77TB of research data lost due to HPE software update

Kyoto University lost 77TB of critical research data from its supercomputer because Hewlett Packard Enterprise (HPE) released a software update that caused a script to malfunction and delete save data. As a result, working days are gone and a significant part of erased data is lost forever.

Kyoto University lost about 34 million files from 14 research groups generated from December 14 to 16, according to The battery. GizChina reported that the university was unable to restore the data of four groups by backup and is therefore permanently lost. Initially, Kyoto specialists believed that the university was losing up to 100 TB, but it turned out that the disaster limit was 77 TB of data.

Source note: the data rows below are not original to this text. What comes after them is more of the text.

Issue #72328, opened 2023-01-29
No autocompletion for enums in match


Pan-Horacy:
### Godot version

v4.0.beta16.official [518b9e580]

### System information

Windows 10, Forward+

### Issue description

Missing autocompletion when using enums inside match statements.
![image](https://user-images.githubusercontent.com/86495127/215349313-2d98183f-2513-4b35-8bd5-e207b6b8440e.png)
The same situation in current 3.5 for comparison:
![image](https://user-images.githubusercontent.com/86495127/215349362-fb2be06f-9e16-446d-8741-f1d94d2485e7.png)

### Steps to reproduce

1. Create Enum
2. Create match statement that uses enum
3. Try to write case for it

### Minimal reproduction project

[minimal_project.zip](https://github.com/godotengine/godot/files/10530584/minimal_project.zip)

hd-genius:
I'd like to be assigned to work on this issue.

Zireael07:
@hd-genius Godot does not practice assigning - just make a PR

hd-genius:
Okay, thanks for letting me know!

Eliwi:
Having the same issue in Godot 4.0.2

cdrch:
Just reporting that the issue is still present in Godot v4.1.stable.official [970459615]. Enum autocompletion also still works outside of `match`, and all other forms of autocompletion that I tested worked within `match`.

DarkBiquette666:
Still not working in 4.3

yadavvishal1:
Same problem:
Godot v4.3.stable - Windows 10.0.22631 - Vulkan (Mobile) - dedicated NVIDIA GeForce RTX 2060 SUPER (NVIDIA; 32.0.15.6109) - AMD Ryzen 7 3700X 8-Core Processor (16 Threads)

![Image](https://github.com/user-attachments/assets/8fdb5dbc-08be-4ea3-ade5-94b5e42618eb)

Lexyth:
Just to mention it, autocomplete does work when the colon is already present, at least in v4.3.stable.official [77dcf97d8].
![Image](https://github.com/user-attachments/assets/84cb3594-638e-4f6f-a6f5-b8e307d7cf9e)

notroid5:
Can confirm this works in 4.5 beta 3

PR #86973, opened 2024-01-08
Add tests for `get_node` autocompletion

HolonProduction:
Requires #86961

### DIFF
--- a/modules/gdscript/tests/test_completion.h
+++ b/modules/gdscript/tests/test_completion.h
@@ -113,6 +113,8 @@ static void test_directory(const String &p_dir) {
 			// Require pointer sentinel char in scripts.
 			CHECK(code.find_char(0xFFFF) != -1);
 
+			print_line("Testing completion for: ", next);
+
 			ConfigFile conf;
 			if (conf.load(path.path_join(next.get_basename() + ".cfg")) != OK) {
 				FAIL("No config file found.");
@@ -153,6 +155,7 @@ static void test_directory(const String &p_dir) {
 			GDScriptLanguage::get_singleton()->complete_code(code, path.path_join(next), owner, &options, forced, call_hint);
 			String contains_excluded;
 			for (ScriptLanguage::CodeCompletionOption &option : options) {
+				print_line(option.display);
 				for (const Dictionary &E : exclude) {
 					if (match_option(E, option)) {
 						contains_excluded = option.display;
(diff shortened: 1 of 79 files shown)


Mickeon:
A *whooping* 100 files added. Are they all truly necessary for the tests?

HolonProduction:
> A _whooping_ 100 files added. Are they all truly necessary for the tests?

Yeah the file count kinda exploded :sweat_smile:. But every idea I have to reduce it seems worse.

- Each test needs at least 2 Files. That makes 50 test, but some of them are duplicated in different call situations (yes this is needed, see for example [#72328](https://github.com/godotengine/godot/issues/72328) and there also was another one that i cant find rn :disappointed:). So we are at ~30 test, and I plan to do more, not reduce them. For something as complex as this, reducing tests doesn't seem like a good idea.
- I often have test which require the same output for multiple files. But specifying script paths inside of the cfg files, would make it harder to find the right cfg. And I don't wan't to have multiple scripts inside of the same file, since it would introduce yet another "magic" character to separate them.
- We could reduce each test into one file, but this would either require a sort of preface for the GDScript and parsing that would be annoying. Or we could embed the GDScript inside the cfg, but that would make it impossible to test something manually by opening the script in the editor.

If you have any other ideas to reduce it, I'm all in for it, that being said many test files aren't that big of a problem to justify any of the tradeoffs that I listed IMO.

modules/gdscript/tests/test_completion.h
```diff
@@ -31,6 +31,8 @@
 #ifndef TEST_COMPLETION_H
 #define TEST_COMPLETION_H
 
+#include "core/io/resource_loader.h"
+#include "core/io/resource_uid.h"
```
AThousandShips, line 35: I'd put these among the rest, none of the tests are run without tools anyway so no need for includes

HolonProduction:
Waiting for #87759 in order to fix the CI.

HolonProduction:
Ready for review

vnen (approved):
On a cursory look it is good to me. Thanks for working on this!

akien-mga:
Thanks!

HolonProduction:
Oh shit, I just noticed I forgot to squash the commits and now you merged it :sweat_smile:. I guess it can't be changed now?

akien-mga:
Yeah I missed that. It can't be changed once merged.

HPE pushed an update that caused a malfunction of a script that deletes log files older than ten days. However, instead of deleting old log files stored with backups in a high-capacity storage system, it erased all files from the backup, erasing 77TB of critical research data.

HPE admitted that his software update caused the problem and took full responsibility for it.

“From 5:32 p.m. on December 14, 2021 to 12:43 p.m. on December 16, 2021, due to a fault in the program that backs up the storage of the supercomputer system (manufactured by Japan Hewlett Packard), the supercomputer system [malfunctioned]”, reads a statement from HPE translated by Google. “As a result, an accident occurred in which some data from the high capacity storage (/LARGE0) was inadvertently deleted. […] The backup log of the past which was originally useless due to a problem of reckless modification of the program and its application procedure in the repair function of the backup program by Japan Hewlett Packard, the supplier of the super system computer science. The process of deleting files malfunctioned as the process of deleting files under directory /LARGE0.”

The team suspended the backup process on the supercomputer. Still, Kyoto University plans to resume backing up by the end of January after resolving the software and script issue and taking steps to prevent them from happening again.